When Elizabeth Holtzman was in Congress, she helped write the Refugee Act, which has guided the U.S.’s principles on the issue for nearly four decades.
In more recent years, she’s been serving on the Homeland Security Advisory Council, a bipartisan team of experts that advises presidential administrations. That council includes a committee which, in 2016, called for the end of for-profit immigration detention facilities — an issue front and center in Trump’s support of family separation policies.
Holtzman is a Democrat, but she’s a stateswoman first and foremost. She’s joined four other council members who are resigning in protest of Trump’s immigration policies, and her powerful resignation to Secretary of Homeland Security Kirstjen Nielsen letter is a must-read.
The letter is a call to arms that recalls America’s progress on how we treat refugees and immigrants, and how we’re now squandering that away in catastrophic fashion.
“There was a time that the U.S. welcomed refugees,” Holtzman wrote.
She pointed out that the Refugee Act was created in the aftermath of our country’s failure to properly take in Jewish people and other marginalized groups fleeing the Holocaust. Holtzman dropped some hefty numbers: 750,000 refugees taken in from Vietnam, 600,000 from Cuba, and 100,000 Jewish refugees who fled the Soviet Union.
She argued that the shift in policy is not only immoral, but also in direct violation of the Refugee Act: “Considering that history, the thought that the U.S. government is afraid today of 2,000 children and their parents is both laughable and appalling.”
She’s resigning, but she wishes it were someone else.
Technically, her letter is written to Nielsen, and that’s heavy enough. But it’s clearly a shot at Trump as well.
“Although it is I who am resigning in protest against these policies, it is you who should be tendering your resignation instead,” Holtzman wrote to Nielsen.
Yes, the letter is a scathing indictment of Trump’s family separation policy, something nearly 70% of Americans oppose.
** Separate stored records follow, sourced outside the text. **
PR #1115, opened 2021-06-23
Hotfix/update geo imports

batpad:
This contains just the commits to fix the geo-imports straight to `master`, so that we are able to run these on production without including all changes from `develop`.

cc @geohacker @szabozoltan69


szabozoltan69:
For me it is ok.
(A quiestion: do we want to run only the import-admin0/1... commands, or also update-mapbox on production?)

batpad:
@szabozoltan69 I believe we want to do both -- first, run the import-admin0/1, and then run the update-mapbox on production (which would need to be done from the new VM) -- if it makes it easier, I think both the steps can be done from the new VM.

PR #1116, opened 2021-06-24
filter out non-independent countries when matching NS names

batpad:
Countries data on staging has been updated so that there can now be multiple "Country" entities in the db with the same National Society name. This was causing the ingestion to fail as we need to match to a single country.

This adds a check for `independent=True` as we never want to associate Deployments with non-Independent countries - they should always be associated with the "main" independent=True country entity.

cc @vdeak @szabozoltan69 - sorry for the constant small bugfixes on this - these have been hard to reproduce when developing locally. Please let me know if you're able to deploy this to staging sometime. Thank you!!


szabozoltan69 (approved):

szabozoltan69:
Will be on staging in 10 minutes...

PR #1117, opened 2021-06-29
Ignore instrumentation key if not provided

thenav56:
Addresses CI/CD failure in master.

## Changes

* Ignore instrumentation key if not provided.


szabozoltan69 (approved):
Great find and change.

PR #1120, opened 2021-06-30
Feature/covid page related updates

thenav56:
Addresses https://github.com/IFRCGo/go-frontend/issues/1950 

## Changes
- Add EventFeaturedDocument, EventLink inline to event.
- Add EventFeaturedDocument, EventLink to translation (title, description).
- Add EventFeaturedDocument, EventLink to Event Detail API.
    - Add snapshot test for Event Detail.
- Fix flake8 issues.
- Add `/media/` route for DEBUG Mode for serving media files using the local disk.


szabozoltan69 (approved):

szabozoltan69:
[Hi Navin, now I am on leave until mid-August.]

thenav56:
> [Hi Navin, now I am on leave until mid-August.]

Sorry for disturbing @szabozoltan69.

@vdeak Could you review and deploy to staging if all is good?

api/models.py
```diff
@@ -632,6 +644,43 @@ def __str__(self):
...
+        verbose_name=_('event'),
+        on_delete=models.CASCADE,
+        related_name="featured_documents",
+        related_query_name="featured_document",
+    )
+    title = models.CharField(verbose_name=_('title'), max_length=200)
+    description = models.TextField(verbose_name=_('description'))
+    thumbnail = models.ImageField(
+        verbose_name=_('thumbnail'), upload_to='event-featured-documents/thumbnail/',
+        help_text=_('Please maintain aspect ratio (3:4) of image while uploading'),
```
batpad, line 659: minor: is that aspect ratio right? a more standard aspect ratio is 4:3 - should we just clarify width vs height to make this clearer?

batpad:
@thenav56 this looks spectacular to me - thank you for all the lintfixes and tests. Left a very minor note / question around image aspect ratio.

Moving the datetime mocks one level up on the tests looks great -- thank you for all this.

My only concern here: this is going to be very hard to untangle from develop if we want to hold this change back for this deploy. It seems to me like even if the frontend approval of this takes some time, going ahead with merging this into the backend shouldn't break anything - @thenav56 can you confirm, if it seems safe to merge this in, and deploy to prod, even if, for any reason, we need to hold back the frontend changes here?

thenav56:
> @thenav56 this looks spectacular to me - thank you for all the lintfixes and tests. Left a very minor note / question around image aspect ratio.
> 
> Moving the datetime mocks one level up on the tests looks great -- thank you for all this.
> 
> My only concern here: this is going to be very hard to untangle from develop if we want to hold this change back for this deploy. It seems to me like even if the frontend approval of this takes some time, going ahead with merging this into the backend shouldn't break anything - @thenav56 can you confirm, if it seems safe to merge this in, and deploy to prod, even if, for any reason, we need to hold back the frontend changes here?

Thanks for the review. I think it's safe to merge before merging the frontend.

api/models.py
thenav56: @frozenhelium is suggesting `96x128`. Is this okay?

batpad: If we do want something like 96x128, then 3:4 should be fine -- are we enforcing some sort of max upload size or so? I'm guessing we are not doing any thumbnailing ourselves so relying on the user to resize images here? Then it might make sense to give the suggestion in pixel values + maybe enforce a max size somewhere? Users will inevitably try and upload a 30MB image file and we should be prepared :-)

batpad (approved):

api/models.py
frozenhelium: Since the image is in portrait format the aspect ratio would be 3:4
@thenav56 may be we can make following the help text?
`For the better result please make sure the thumbnail has resolution close to 96x128`
Does that look good @batpad @tovari

batpad: To make this a bit clearer for users, can we say:

`Image should be portrait (3:4 aspect ratio) and scaled down to as close to 96x128 as the image size`

@thenav56 if not for the current PR, can we ticket enforcing some sort of sane max image size on uploads?

batpad:
> Thanks for the review. I think it's safe to merge before merging the frontend.

Yep, this seems safe to me - @thenav56 go ahead and merge this to develop once the help_text for images is resolved, and @vdeak after that, let us know when you're able to deploy to staging so folks can start testing the frontend as soon as possible. Thanks!

api/models.py
thenav56: Update the help text and create a new issue for adding validation https://github.com/IFRCGo/go-api/issues/1121.

batpad:
@vdeak please deploy latest `develop` to staging whenever possible. Thank you.

vdeak:
Deployed to Staging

But it’s also about something more: The U.S. is abdicating its moral leadership on vital humanitarian issues at a time when we should be doubling down on doing the right thing.
Consider this letter the new inspirational poster to pin to our walls, serving as a reminder of how great we’ve been, and can be if we stand up for what’s right.
Correction 7/23/2018: An earlier version of this story mistook who Holtzman was asking to resign; it has been updated for clarity.